La science naturelle a aussi son "histoire idéale éternelle" : il est curieux et intéressant de noter ce parallélisme de la pensée dans les philosophies naturaliste et historique. - Aristote et les déistes admettent l'existence d'un plan préétabli, d'après lequel Dieu crée les espèces animales, et que l'homme peut découvrir par l'étude de la morphologie comparée, "Il repense alors la pensée divine". - Les philosophes matérialistes, substituant la Nature à Dieu, lui attribuent une sorte de plan inconscient, ou plutôt un modèle, un type immatériel et irréalisé, d'après lequel se réalisent les formes réelles : pour les uns, il est prototype, forme originelle, dont les êtres réels sont des perfectionnements graduels, et pour les autres un archétype dont ils sont des remodelages variés et imparfaits.

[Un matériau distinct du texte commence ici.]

PR #2115, opened 2026-07-17
add service list

### LINKED ISSUE #2116: Add node's  service_list handler

alexcos20:
# Add `SERVICE_LIST` support: `ProviderInstance.getServices()`

## What

Client-side support for the new ocean-node `SERVICE_LIST` command
(`GET /api/services/serviceList`, ocean-node commit
[`d6153a0`](https://github.com/oceanprotocol/ocean-node/commit/d6153a0a735cd83991e8dc53cb958d9e6b20f71a)):
the **node-wide service listing** for Service on Demand, exposed as
`ProviderInstance.getServices(nodeUri, signerOrAuthToken, filters?, signal?)` on both the
HTTP and P2P transports.

- **Authenticated but NOT owner-scoped** — any consumer identity (signature or auth
  token) sees every owner's services. The per-owner full view remains
  `getServiceStatus` (`SERVICE_GET_STATUS`).
- **Default (no filters)**: only the services **currently holding a resource
  reservation** — exactly what the engines count against the shared pools:
  Running/Restarting/Stopping, the mid-start pipeline states, paid `Error` (container
  died, restartable), and explicitly `Stopped` within the paid window. `Expired` and
  never-paid jobs hold nothing and are not listed.
- **Filters** (`ServiceListFilters`):
  - `status` — ONE specific `ServiceStatusNumber` (any, incl. `Expired`); takes
    precedence over `includeAllStatuses`
  - `includeAllStatuses` — every status, regardless of reservations
  - `fromTimestamp` — only services created at/after that moment (ISO date string, or a
    Unix timestamp in seconds or milliseconds)
- **Listing-sanitized output** (`ServiceJobListed`): on top of the always-stripped
  `userData`, the node removes `dockerCmd`, `dockerEntrypoint`, `dockerfile` and
  `additionalDockerFiles`; identity, status, resources, endpoints and payment metadata
  are kept.

## Changes

- `src/@types/Provider.ts` — `PROTOCOL_COMMANDS.SERVICE_LIST = 'serviceList'` (the
  auth-signed `command` string and P2P dispatch key; matches ocean-node verbatim).
- `src/@types/Services.ts` — new exported types `ServiceJobListed`
  (`Omit<ServiceJob, 'dockerCmd' | 'dockerEntrypoint' | 'dockerfile' | 'additionalDockerFiles'>`)
  and `ServiceListFilters`.
- `src/services/providers/HttpProvider.ts` — `getServices()`: signed
  `GET /api/services/serviceList` following the `getServiceStatus` pattern (advertised
  endpoint discovery with well-known-path fallback, signature query params or
  auth-token `Authorization` header). Filters are serialized the way the node's route
  parses them (`status` stringified, `includeAllStatuses` sent as literal `'true'` only
  when set, `fromTimestamp` passed through).
- `src/services/providers/P2pProvider.ts` — `getServices()`: the `serviceList` P2P
  command with the filters inline (native number/boolean).
- `src/services/providers/BaseProvider.ts` — façade dispatch, so the method works
  transparently over HTTP or P2P like the rest of the service surface.

## Tests

- **Unit** (`test/unit/Services.test.ts`): asserts the `serviceList` command string
  matches the node value exactly, and that `ProviderInstance.getServices` is exposed.
- **Integration** (`test/integration/Services.test.ts`): new lifecycle step after
  `getServiceStatus` exercising, against a live node: the default listing returned to a
  **different identity than the owner** (proving it is not owner-scoped), sanitization
  of all five stripped fields, the `status` filter (`Running` matches, `Expired` does
  not), and a future `fromTimestamp` excluding the service. Skips cleanly when the
  Service-on-Demand stack isn't available, like the neighboring tests.
- **Drive-by fix**: the restart test was passing `opSignal()` into the `dockerCmd`
  parameter slot (latent since dockerCmd/dockerEntrypoint were added to
  `serviceRestart` in #2114); it now lands in `signal`.

## Compatibility

`getServices()` requires an ocean-node build that includes the `SERVICE_LIST` handler —
older nodes will 404 the HTTP route / reject the P2P command. No changes to existing
methods or types; purely additive.

## Verification

- `npm run type-check` passes; ESLint clean on all touched files (only pre-existing
  `prefer-destructuring` warnings remain in the integration test).
- `test/unit/Services.test.ts` passes (4/4).
- The integration step runs on the CI barge matrix (http + p2p legs) alongside the rest
  of the Service-on-Demand lifecycle.

## Summary by CodeRabbit

* **New Features**
  * Added the ability to list services across a node.
  * Supports filtering by status and start time, with an option to include all statuses.
  * Service listings protect sensitive configuration details while retaining relevant identity and payment information.
  * Available through both HTTP and peer-to-peer connections.

* **Tests**
  * Added coverage for service listing, filtering, response sanitization, and protocol integration.

### DIFF
--- a/src/@types/Provider.ts
+++ b/src/@types/Provider.ts
@@ -151,6 +151,7 @@ export const PROTOCOL_COMMANDS = {
   SERVICE_STOP: 'serviceStop',
   SERVICE_RESTART: 'serviceRestart',
   SERVICE_GET_STATUS: 'serviceGetStatus',
+  SERVICE_LIST: 'serviceList',
   SERVICE_EXTEND: 'serviceExtend',
   SERVICE_GET_STREAMABLE_LOGS: 'serviceGetStreamableLogs'
 }
--- a/src/@types/Services.ts
+++ b/src/@types/Services.ts
@@ -110,6 +110,32 @@ export interface ServiceJob {
   extendPayments?: ServiceJobPayment[] // one entry per successful SERVICE_EXTEND
 }
 
+// Returned by SERVICE_LIST, which is authenticated but NOT owner-scoped (any consumer
+// identity sees every owner's services). On top of the always-stripped userData, the
+// node removes everything that reveals HOW a service is configured — CMD/ENTRYPOINT
+// overrides and any inline Dockerfile. Identity, status, resources, endpoints and
+// payment metadata are kept; use the owner-scoped SERVICE_GET_STATUS for the full view.
+export type ServiceJobListed = Omit<
+  ServiceJob,
+  'dockerCmd' | 'dockerEntrypoint' | 'dockerfile' | 'additionalDockerFiles'
+>
+
+// Filters for SERVICE_LIST (getServices). With no filters the node returns only the
+// services currently holding a resource reservation — exactly what the engines count
+// against the shared pools: Running/Restarting/Stopping, the mid-start pipeline states,
+// paid Error (container died, restartable), and explicitly Stopped within the paid
+// window. Expired and never-paid jobs hold nothing and are not listed by default.
+export interface ServiceListFilters {
+  // filter to ONE specific status (any ServiceStatusNumber, incl. Expired); takes
+  // precedence over includeAllStatuses
+  status?: ServiceStatusNumber
+  // return services in EVERY status instead of only the resource-holding set
+  includeAllStatuses?: boolean
+  // only services created at/after this moment: ISO date string, or a Unix timestamp
+  // (seconds or milliseconds) as a string
+  fromTimestamp?: string
+}
+
 // ── Request shapes ─────────────────────────────────────────────────────
 
 export interface ServicePayment {
--- a/src/services/providers/BaseProvider.ts
+++ b/src/services/providers/BaseProvider.ts
@@ -31,6 +31,8 @@ import {
   PersistentStorageObject,
   PersistentStorageUpdateBucketResponse,
   ServiceJob,
+  ServiceJobListed,
+  ServiceListFilters,
   ServiceTemplatePublic,
   ServiceStartParams,
   ServiceUserData,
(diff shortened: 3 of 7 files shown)


alexcos20 (commented):

Overall risk: low

Summary:
This PR successfully introduces the `SERVICE_LIST` command to `ocean.js`, allowing consumers to fetch an authenticated, non-owner-scoped list of services on demand. The architecture changes consistently follow the existing provider patterns (Base, Http, P2P). Query parameters and P2P payloads are securely and correctly mapped. LGTM!

Comments:
• [INFO][style] The JSDoc comment explicitly mentions that `userData` is 'always-stripped', and your integration tests verify that `userData` is `undefined` on the returned objects. To ensure TypeScript strongly enforces this runtime behavior, consider adding `userData` to the `Omit` list (assuming it is present on the base `ServiceJob` type).

```diff
 export type ServiceJobListed = Omit<
   ServiceJob,
-  'dockerCmd' | 'dockerEntrypoint' | 'dockerfile' | 'additionalDockerFiles'
+  'userData' | 'dockerCmd' | 'dockerEntrypoint' | 'dockerfile' | 'additionalDockerFiles'
 >
```
• [INFO][style] Good job properly handling the optional inclusion of filter properties to the query string while correctly casting values to strings where necessary.

alexcos20:
> The JSDoc comment explicitly mentions that `userData` is 'always-stripped', and your integration tests verify that `userData` is `undefined` on the returned objects. To ensure TypeScript strongly enforces this runtime behavior, consider adding `userData` to the `Omit` list (assuming it is present on the base `ServiceJob` type).
> 
> ```diff
>  export type ServiceJobListed = Omit<
>    ServiceJob,
> -  'dockerCmd' | 'dockerEntrypoint' | 'dockerfile' | 'additionalDockerFiles'
> +  'userData' | 'dockerCmd' | 'dockerEntrypoint' | 'dockerfile' | 'additionalDockerFiles'
>  >
> ```

userData is not present on the base ServiceJob type in ocean.js. The client-side mirror at Services.ts:86 already models the node's response shape, where userData is stripped from every service response (status, start, stop, extend, restart — not just the listing). That's why the interface comment says "As returned by the node (userData is always stripped from responses)" and why the integration tests have to use (job as any).userData to check it — the property doesn't exist on the type at all.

[2] Aristote attachait également beaucoup d'importance aux proverbes ; plusieurs écrivains parlent d'un recueil de maximes populaires qu'il avait composé et qui est perdu. Synesius le mentionne dans son Éloge de la Calvilie : "Aristote, dit-il, considère les proverbes comme les débris de la philosophie des temps passés, engloutie dans les révolutions que les hommes ont traversées : leur piquante concision les a sauvés du naufrage. Aux proverbes et aux idées qu'ils expriment s'attache donc là même autorité qu'à l'antique philosophie, d'où ils nous sont venus et dont ils gardent la noble empreinte, car, dans les siècles reculés, on saisissait bien mieux la vérité qu'aujourd'hui." L'évêque chrétien, qui était nourri des auteurs païens, reproduit l'opinion de l'antiquité, qui pensait que l'homme dégénérait au lieu de se perfectionner. Cette idée, contenue dans la mythologie grecque et rapportée dans maints passages de l'Iliade, était partagée par les prêtres égyptiens qui, d'après Hérodote, divisaient les temps écoulés en trois périodes : l'âge des dieux, des héros et des hommes.
L'homme, depuis qu'il est sorti du communisme de la gens, a toujours cru qu'il dégénérait, et que le bonheur, le paradis terrestre, l'âge d'or était dans le passé. L'idée de perfectibilité humaine et de progrès social s'est formée au XVIIIe siècle, alors que la Bourgeoisie approchait du pouvoir ; mais, ainsi que le christianisme, elle relégua le bonheur au ciel.
Le socialisme utopique le fit descendre sur terre. "Le paradis n'est pas derrière nous, mais devant nous", disait Saint-Simon.
[3] Lewis H. Morgan, Ancient society, II, c. IX, IV, c. I, III, c. V.
[4] On observe un phénomène semblable chez des insectes qui ont su se créer un milieu social : la reine des abeilles, qui est la mère de la ruche, ne s'occupe pas de sa progéniture et tue ses filles, pourvues d'organes sexuels, que les ouvrières neutres doivent protéger contre la fureur maternelle. Des races de poules domestiquées ont perdu l'instinct de la maternité ; quoique excellentes pondeuses, elles ne couvent jamais.